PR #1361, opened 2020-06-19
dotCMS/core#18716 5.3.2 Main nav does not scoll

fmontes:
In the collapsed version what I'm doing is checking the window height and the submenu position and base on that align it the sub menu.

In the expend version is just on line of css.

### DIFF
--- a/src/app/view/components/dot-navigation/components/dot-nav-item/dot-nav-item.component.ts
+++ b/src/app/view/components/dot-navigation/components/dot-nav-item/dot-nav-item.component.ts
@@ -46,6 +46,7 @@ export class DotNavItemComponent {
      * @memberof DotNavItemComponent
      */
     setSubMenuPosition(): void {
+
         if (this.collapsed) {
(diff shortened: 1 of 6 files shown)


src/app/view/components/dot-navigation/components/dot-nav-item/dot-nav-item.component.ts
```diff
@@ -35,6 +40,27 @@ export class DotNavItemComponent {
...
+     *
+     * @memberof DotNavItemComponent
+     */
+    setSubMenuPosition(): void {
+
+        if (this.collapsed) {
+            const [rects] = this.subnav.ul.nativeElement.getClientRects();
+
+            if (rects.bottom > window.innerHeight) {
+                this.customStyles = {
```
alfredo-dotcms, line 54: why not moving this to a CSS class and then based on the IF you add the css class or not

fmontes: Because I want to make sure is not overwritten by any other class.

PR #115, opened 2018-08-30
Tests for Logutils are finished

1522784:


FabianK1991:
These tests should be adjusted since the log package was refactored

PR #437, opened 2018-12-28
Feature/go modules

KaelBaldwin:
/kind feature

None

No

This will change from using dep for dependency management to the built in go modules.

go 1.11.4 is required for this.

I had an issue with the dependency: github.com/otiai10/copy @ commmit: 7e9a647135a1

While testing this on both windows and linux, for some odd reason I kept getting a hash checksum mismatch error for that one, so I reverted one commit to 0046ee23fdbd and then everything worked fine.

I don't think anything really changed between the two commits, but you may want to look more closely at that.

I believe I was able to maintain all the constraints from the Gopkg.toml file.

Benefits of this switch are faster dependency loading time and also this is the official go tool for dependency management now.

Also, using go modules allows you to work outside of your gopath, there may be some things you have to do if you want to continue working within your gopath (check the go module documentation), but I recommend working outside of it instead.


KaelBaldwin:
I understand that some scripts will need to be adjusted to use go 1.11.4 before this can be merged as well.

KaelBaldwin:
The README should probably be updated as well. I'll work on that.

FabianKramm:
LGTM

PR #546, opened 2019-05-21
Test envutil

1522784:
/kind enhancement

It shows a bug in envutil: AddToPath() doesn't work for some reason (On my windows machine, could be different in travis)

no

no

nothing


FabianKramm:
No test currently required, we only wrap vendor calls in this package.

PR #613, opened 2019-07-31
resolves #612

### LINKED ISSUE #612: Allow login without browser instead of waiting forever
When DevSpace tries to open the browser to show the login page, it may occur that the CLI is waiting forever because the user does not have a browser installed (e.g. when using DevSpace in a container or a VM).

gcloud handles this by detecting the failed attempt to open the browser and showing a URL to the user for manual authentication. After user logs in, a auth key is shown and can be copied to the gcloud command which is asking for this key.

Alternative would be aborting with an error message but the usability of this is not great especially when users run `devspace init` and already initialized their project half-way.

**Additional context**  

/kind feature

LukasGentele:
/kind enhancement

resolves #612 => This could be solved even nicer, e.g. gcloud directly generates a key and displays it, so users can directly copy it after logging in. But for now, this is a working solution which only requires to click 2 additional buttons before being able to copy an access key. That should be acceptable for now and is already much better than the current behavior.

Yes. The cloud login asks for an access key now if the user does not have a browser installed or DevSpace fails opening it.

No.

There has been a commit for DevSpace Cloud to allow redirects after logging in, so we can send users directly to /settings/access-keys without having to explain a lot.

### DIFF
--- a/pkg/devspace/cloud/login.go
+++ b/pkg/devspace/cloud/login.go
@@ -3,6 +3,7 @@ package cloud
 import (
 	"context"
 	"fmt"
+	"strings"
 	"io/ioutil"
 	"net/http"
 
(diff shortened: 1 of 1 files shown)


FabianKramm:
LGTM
= = =
Instructions for the task — Write out the records exactly, starting at the first line and stopping after the line that contains "In the collapsed".

Answer section —
PR #1361, opened 2020-06-19
dotCMS/core#18716 5.3.2 Main nav does not scoll

fmontes:
In the collapsed version what I'm doing is checking the window height and the submenu position and base on that align it the sub menu.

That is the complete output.